The Dimensions table indicates that data for 10 pumps are used with one observation for each (Output 68.4.1).

Output 68.4.2: Iteration History for Poisson-Normal Model

Iteration History
Iter   Calls NegLogLike Diff MaxGrad Slope
1   4 30.6986932 2.162768 5.107253 -91.602
2   9 30.0255468 0.673146 2.761738 -11.0489
3   12 29.726325 0.299222 2.990401 -2.36048
4   16 28.7390263 0.987299 2.074431 -3.93678
5   18 28.3161933 0.422833 0.612531 -0.63084
6   21 28.09564 0.220553 0.462162 -0.52684
7   24 28.0438024 0.051838 0.405047 -0.10018
8   27 28.0357134 0.008089 0.135059 -0.01875
9   30 28.033925 0.001788 0.026279 -0.00514
10   33 28.0338744 0.000051 0.00402 -0.00012
11   36 28.0338727 1.681E-6 0.002864 -5.09E-6
12   39 28.0338724 3.199E-7 0.000147 -6.87E-7
13   42 28.0338724 2.532E-9 0.000017 -5.75E-9

NOTE: GCONV convergence criterion satisfied.
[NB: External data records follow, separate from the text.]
PR #831, opened 2018-10-16
Add support for TFA 30.3211.02

ionum:


src/devices/tfa_30.3211.c
```diff
@@ -0,0 +1,101 @@
+#include "rtl_433.h"
+#include "util.h"
+#include "data.h"
+
```
zuckschwerdt: place includes below the header comment

src/devices/tfa_30.3211.c
```diff
@@ -0,0 +1,101 @@
...
+/*
+ TFA 30.3211.02 
+
```
zuckschwerdt: add your name, copyright, and gpl notice

src/devices/tfa_30.3211.c
```diff
@@ -0,0 +1,101 @@
+#include "rtl_433.h"
+#include "util.h"
+#include "data.h"
+
+/*
+ TFA 30.3211.02 
+ 
+ 1970us pulse with variable gap (third pulse 3920 us)
+
```
zuckschwerdt: we need to investigate if that pulse is preamble/sync or some bitstuffing

src/devices/tfa_30.3211.c
```diff
@@ -0,0 +1,101 @@
...
+     C = Channel
+     T = First digit temperatur
+     t = Second digit temperatur
+     u = Third digit temperatur
+     N = Negative temperatur
+     
+
+ */
+
+static int tfa_303211_callback (bitbuffer_t *bitbuffer) {
```
zuckschwerdt: function braces on new line

src/devices/tfa_30.3211.c
```diff
@@ -0,0 +1,101 @@
...
+    data_t *data;
+    uint8_t *b      = bitbuffer->bb[0];
+    const uint16_t length = bitbuffer->bits_per_row[0];
+
+    /* length check */
+	if (74 != length) {
```
zuckschwerdt: drop length and put the bits_per_row in the check

src/devices/tfa_30.3211.c
```diff
@@ -0,0 +1,101 @@
...
+		if(debug_output) fprintf(stderr,"tfa_303211 wrong size (%i bits)\n",length);
+		return 0;
+	}
+
+    /* shift preamble */
+    int i;
```
zuckschwerdt: better use bitbuffer_extract_bytes

src/devices/tfa_30.3211.c
```diff
@@ -0,0 +1,101 @@
...
+    for (i = 0; i < 9; i++) {
+      uint8_t b1 = b[i] << 2;
+      uint8_t b2 = (b[i+1] & 0xC0) >> 6;
+      b[i] = b1 | b2;
+    }
+
+    const float temp        = ((b[2] & 0x0F) * 10) + ((b[3] & 0xF0) >> 4) + ((b[3] & 0x0F) *0.1F);
```
zuckschwerdt: use type const instead of const type

src/devices/tfa_30.3211.c
```diff
@@ -0,0 +1,101 @@
...
+    const int battery_low   = 0;
+    const int channel       = (b[1] & 0x30) >> 4;
+
+    float tempC = (minus == 1 ? temp * -1 : temp);
+    {
+        char time_str[LOCAL_TIME_BUFLEN];
+        local_time_str(0, time_str);
+
+        data = data_make("time",          "",            DATA_STRING, time_str,
+            "model",         "",            DATA_STRING, "TFA 30.3211.02",
```
zuckschwerdt: place the first args on a new line (nicer alignment), use two indents (8 spaces)

src/devices/tfa_30.3211.c
ionum: done

src/devices/tfa_30.3211.c
ionum: sample g008.... contains long third pulse (above 79 %)

I tested my code from 30% to 98% and -9.7° to 21.7°

src/devices/tfa_30.3211.c
```diff
@@ -0,0 +1,103 @@
...
+    int const battery_low   = 0;
+    int const channel       = (b[1] & 0x30) >> 4;
+
+    float tempC = (minus == 1 ? temp * -1 : temp);
+    {
+        char time_str[LOCAL_TIME_BUFLEN];
+        local_time_str(0, time_str);
+
+        data = data_make(
+        "time",          "",            DATA_STRING, time_str,
```
zuckschwerdt: sorry, i meant two indents for continuations from the previous line, i.e. 16 spaces here.

src/devices/tfa_30.3211.c
```diff
@@ -0,0 +1,103 @@
...
+    float const temp        = ((b[2] & 0x0F) * 10) + ((b[3] & 0xF0) >> 4) + ((b[3] & 0x0F) *0.1F);
+    int const minus         = (b[1] & 0x08) >> 3;
+    int const hum           = (b[0] & 0x70) >> 4;
+    int const humidity      = (hum < 2 ? hum + 8 : hum) * 10 + (b[0] & 0x0F);
+    int const sensor_id     = ((b[1] & 0x07) << 4) | ((b[2] & 0xF0) >> 4);
+    int const battery_low   = 0;
+    int const channel       = (b[1] & 0x30) >> 4;
+
+    float tempC = (minus == 1 ? temp * -1 : temp);
+    {
```
zuckschwerdt: did some `if ()` got lost here or why the `{ }` block?

ionum: No if lost....

zuckschwerdt: you can remove the block braces `{` and `}` then ;)

zuckschwerdt:
Oh! Apparently ./maintainer_update.py does not sort alphabetically on your platform. I'll need to fix that!

zuckschwerdt:
Can you Rebase this PR onto current master?
(https://gist.github.com/ravibhure/a7e0918ff4937c9ea1c456698dcd58aa should help)

ionum:
@zuckschwerdt Rebase done...

zuckschwerdt:
Thanks! You need to use `git push -f` to write the changes to GitHub now.

ionum:
git push -f already reports "Everything up-to-date". Github is having problems actually....

zuckschwerdt:
I guess the `>79%` business is to do with the first bit being lost. Your fix `(hum < 2 ? hum + 8 : hum) * 10 + (b[0] & 0x0F)` tries to recover that bit by assuming that Humidity below 20% is actually above 80%.

The problem seems to be that the gap preceeding a pulse encodes the data, which is not easily extracted for the first pulse after the preamble (3900 µs for 0, 5900 µs for 1 there where every other bit is 1900 µs vs 3900 µs).
I'll see if I can fix that.

If you pop [the data from the 5 samples into BitBench](http://triq.net/bitbench/?c=d7a53215a85acdea99&c=d7a53214a85acdebaa&c=d7a53214a85acdebaa&c=d7a53214a85acdebaa&c=819001427e6ffebd68&f=?:b+HUM:7h+?:2b+CH2d+TEMP_BCD:8b8h.4h+|+8h+8h+8h+8h+8h)
You can play around with the decoding and get a nice visualization.

ionum:
You guessed well.

Bitbench is a really nice tool..

zuckschwerdt:
Can you post a number of extracted codes (like the BitBench example), say 10-15 codes? I'd like to see if I can figure out a checksum or CRC.

zuckschwerdt:
Hah! Look at [this](http://triq.net/bitbench?c=57a53215a85acdea99&c=57a53214a85acdebaa&c=819001427e6ffebd68&f=HUM%3A08h%20%3F%3A2b%20CH2d%20TEMP_BCD%3A8b8h.4h%20%7C%20~8h%20~8h%20~8h%20~8h%208h) do you notice something? I'd say that takes care of the first bit issue :)

ionum:
Great!
Did you change flex params (i used "tfa_test:OOK_PPM_RAW:2900:6000:36500")?

I have a ton of samples as grouped binary values (with temp and hum) in csv-format like: 

2018-10-14 19:14:04;01 1101 0010 1001 0001 0001 0010 0010 1000 1010 1101 0110 1110 1110 1101 1101 0111 0001;22.8;52
2018-10-14 19:15:03;00 1101 0010 1001 0001 0001 0010 0010 1000 1010 1101 0110 1110 1110 1101 1101 0111 0001;22.8;52

zuckschwerdt:
I just used the plain codes from rtl_433_tests/tests/tfa_30_3211_02
Can you post 10-20 (unique) of those lines, or mail me the csv?

zuckschwerdt:
Looking at some codes in hex (first 2 bits padded to nibble)
    088900179776ffe865
    188900179776ffe865
we can guess that the initial 2 bits are not part of a check.
Your example CSV is missing the last nibble though ;) Can you generate a new one, preferably in hex (should be 9 bytes / 72 bits or 74 bits as 10 bytes).

ionum:
Got the samples?

zuckschwerdt:
Yes, thanks. But a first stab at the CRC wasn't successful :/ Needs more thought.

zuckschwerdt:
Still working on the checksum. If you look at the BCD digits there is clearly an additive relation to the sum. Not sure exactly how though.

zuckschwerdt:
Nearly got your Checksum. Some kind of add (with carry) and perhaps shift/feedback. This is just one single bit off:
```
        x += (b[3] & 0x5);
        x += (b[3] & 0xf) << 4;
        x += (b[3] & 0x50) >> 4;
        x += (b[3] & 0xf0);

        x += (b[2] & 0x5);
        x += (b[2] & 0xf) << 4;
        x += (b[2] & 0x50) >> 4;
        x += (b[2] & 0xf0);

        x += (b[1] & 0x5);
        x += (b[1] & 0xf) << 4;
        x += (b[1] & 0x50) >> 4;
        x += (b[1] & 0xf0);

        x += (b[0] & 0x5);
        x += (b[0] & 0xf) << 4;
        x += (b[0] & 0x50) >> 4;
        x += (b[0] & 0xf0);
```
`x+chk` (mod 256, i.e. uint8_t) then is 0xff (or 0x0f, add 1 and then we are just a single bit off…)
That's basically adding each nibble to the upper sum and half the nibble bits to the lower sum. Which could make sense if expressed another way that I'm currently not seeing.

merbanan:
Maybe it is a rotation. Look at the BSD checksum. The sensors have very little cpu power available.

zuckschwerdt:
Have a play ;) [tfa-30.3211.02.c](https://github.com/merbanan/rtl_433/files/2567598/tfa-30.3211.02.txt)
The bits seem to stay, I can see no rotation/shift register happening.

zuckschwerdt:
Merged with bit-wise parity checks. PR a change when Checksum or unknown bits are known. Thanks!

zuckschwerdt:
The TFA 30.3211.02 here is a rebranded Ambient Weather TX-8300. See #846.
I unified both PRs and this is now reported as "Ambientweather TX-8300" model.

zuckschwerdt:
Sorry for eventual confusion, I've changed the model string to "AmbientWeather-TX8300" to reflect the new direction for model names.

merbanan:
for (i=0 ; i<4; i++) {
            x += (b[i]&0xF) + ((b[i]&0xF0)>>4);
            y += (b[i]&0x5) + ((b[i]&0x50)>>4);
}
        t = (~(x&0xf))&0xF;
        t2 = (~(y&0xF))&0xF;
        w = t<<4 | t2;

merbanan:
[tfa-working.txt](https://github.com/merbanan/rtl_433/files/3010198/tfa-working.txt)

zuckschwerdt:
btw. this works well for speedy popcount and parity
```
#ifdef __GNUC__
static int popcount(unsigned x)
{
    return __builtin_popcount(x);
}
static int parity(unsigned x)
{
    return __builtin_parity(x);
}
#else
#warning No builtin popcount
static int popcount(unsigned x)
{
    x = x - ((x >> 1) & 0x55555555);
    x = (x & 0x33333333) + ((x >> 2) & 0x33333333);
    return (((x + (x >> 4)) & 0x0F0F0F0F) * 0x01010101) >> 24;
}
static int parity(unsigned x)
{
    x = (x & 0x55555555) + ((x >> 1) & 0x55555555);
    x = (x & 0x33333333) + ((x >> 2) & 0x33333333);
    x = (x & 0x0F0F0F0F) + ((x >> 4) & 0x0F0F0F0F);
    x = (x & 0x00FF00FF) + ((x >> 8) & 0x00FF00FF);
    x = (x & 0x0000FFFF) + ((x >> 16) & 0x0000FFFF);
    return x & 1;
}
#endif
```

merbanan:
Yeah, I know there are faster stuff. I think we need to create some helper tools to aid in analyzing cases like this. And maybe some kind of standardized output. At least output that we can feed directly into reveng and tools alike.

zuckschwerdt:
I made (really hacked) some tools. E.g. a `revdgst` complimentary to `reveng`, also a `bitbrk` to breakout bit changes and relate to checksum changes. Need to find some time to clean that up though ;)

I was thinking of maybe some web UI like BitBench where you drop code rows (in rtl_433 native format of {len}hex) and then fiddle with bits and setting and task reversing tools from there. (I'll just embed them in a webserver -- probably Python to make it hackable and cut down on development time). Definitly on my list (that list isn't ever getting shorter…)

merbanan:
I think a complete tool is almost the size of rtl_433 :) The are so many metrics one could  generate automatically. And it would be nice to have a tool that can find datagrams that differ with just one bit. Or duplicate checksums etc.

zuckschwerdt:
Your checksum code went in with 9ee7579.

merbanan:
Goodie. Anyway this checksum conforms to the low complexity these kind of devices usually implements. The nibblesum only give 4 bits so to get 4 more bits they mask a few bits in the nibble and redo the nibblesum.

zuckschwerdt:
In some sense related to Flechter-8, two nibble wide sums, just the checksum nibbles are not related. I suspect the Jansite TPMS does something like that, the bits seem to map nibble wide into the checksum. But the mapping isn't clear and I can't even see if it's adding with or without carry.

merbanan:
Yeah, I might take a stab at that one also. But I think I used my external expert help card for a while. I think we need to write some checksum reverse engineering documentation. There are quite a few different ones implemented. What I am missing is how you should analyze and think about this.

zuckschwerdt:
I tried to normalize and refactor all but the very exotic ones to [util.c](https://github.com/merbanan/rtl_433/blob/master/src/util.c) / [util.h](https://github.com/merbanan/rtl_433/blob/master/include/util.h) (note that crc8le is a misnomer it should be crc8lsb or crc8r[ef[lect[ed]]] ;) ). Even the simple add, xor and parity checks in decoders should reference there.

PR #832, opened 2018-10-16
Added option to skip the tests to be built.

NicolasJourden:
Hello,

I just propose this option since tests are not required all the time like if you cross-compile it.

The option aims to be able to disable it at will.

cheers,
Nicolas


zuckschwerdt:
Good point, tests need a rework someday.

The Iteration History table indicates successful convergence in 13 iterations (Output 68.4.2).

Output 68.4.3: Fit Statistics for Poisson-Normal Model

Fit Statistics
-2 Log Likelihood 56.1
AIC (smaller is better) 66.1
AICC (smaller is better) 81.1
BIC (smaller is better) 67.6


The Fit Statistics table lists the final log likelihood and associated information criteria (Output 68.4.3).
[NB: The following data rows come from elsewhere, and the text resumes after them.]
PR #833, opened 2018-10-17
Replace CRC implementation

emontnemery:
The CRC algorithm is in fact standard CRC-8 with parameters:
width=8  poly=0x31  init=0x6c  refin=false  refout=false  xorout=0x00

Update rubicson.c to reflect this.

This was simple to find by using this excellent tool: http://reveng.sourceforge.net/

### DIFF
--- a/src/devices/rubicson.c
+++ b/src/devices/rubicson.c
@@ -13,27 +13,13 @@
  * unk1 is always 0 probably unused
  * temp is 12 bit signed scaled by 10
  * F is always 0xf
- * crc1 and crc2 forms a 8-bit crc
+ * crc1 and crc2 forms a 8-bit crc, polynomial 0x31, initial value 0x6c, final value 0x0
  *
  * The sensor can be bought at Kjell&Co
  */
 
 
-/* Bitwise implementation of CRC-8 with parameters:
- * width=8  poly=0x31  init=0x6c  refin=false  refout=false  xorout=0x00
- */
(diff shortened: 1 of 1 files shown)


merbanan:
I never got my head around how to do bit wise crc. I assume the patch is correct.

merbanan:
bb[1] is the first repeat of the message, because of demodulator quirks one bit might be dropped in the initial message (bb[0]). That was the reason initially, things might have changed. Dumping all repeats might show this.

Anyway in theory all copies (initial and the repeats) of the message should be the same (signal collisions make that ). We should use the repeats to validate messages better. But if a protocol has a crc we only need to verify that once to be pretty sure that the message is valid.

For protocols without crc we should/could use the repeats to validate the transmission better. We could also repair bit errors with the help of repeats. But no one has derived the classification process for this. The 433MHz band has lots of collisions so another sensor reading will be transmitted later anyway. It is ok to miss a few.

But feel free to work on it if you want.

emontnemery:
@merbanan OK, but then bb[1] should actually be used both for CRC check and data extraction?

Output 68.4.4: Parameter Estimates and Additional Estimates

Parameter Estimates
Parameter Estimate Standard Error DF t Value Pr > |t| Alpha Lower Upper Gradient
logsig -0.3161 0.3213 9 -0.98 0.3508 0.05 -1.0429 0.4107 -0.00002
beta1 -0.4256 0.7473 9 -0.57 0.5829 0.05 -2.1162 1.2649 -0.00002
beta2 0.6097 0.3814 9 1.60 0.1443 0.05 -0.2530 1.4725 -1.61E-6
alpha1 2.9644 1.3826 9 2.14 0.0606 0.05 -0.1632 6.0921 -5.25E-6
alpha2 1.7992 0.5492 9 3.28 0.0096 0.05 0.5568 3.0415 -5.73E-6

Additional Estimates
Label Estimate Standard Error DF t Value Pr > |t| Alpha Lower Upper
alpha1-alpha2 1.1653 1.4855 9 0.78 0.4529 0.05 -2.1952 4.5257
beta1-beta2 -1.0354 0.8389 9 -1.23 0.2484 0.05 -2.9331 0.8623


The Parameter Estimates and Additional Estimates tables list the maximum likelihood estimates for each of the parameters and two differences (Output 68.4.4). The point estimates for the mean parameters agree fairly closely with the Bayesian posterior means reported by Draper (1996); however, the likelihood-based standard errors are roughly half the Bayesian posterior standard deviations. This is most likely due to the fact that the Bayesian standard deviations account for the uncertainty in estimating $\sigma ^2$, whereas the likelihood values plug in its estimated value. This downward bias can be corrected somewhat by using the $t_9$ distribution shown here.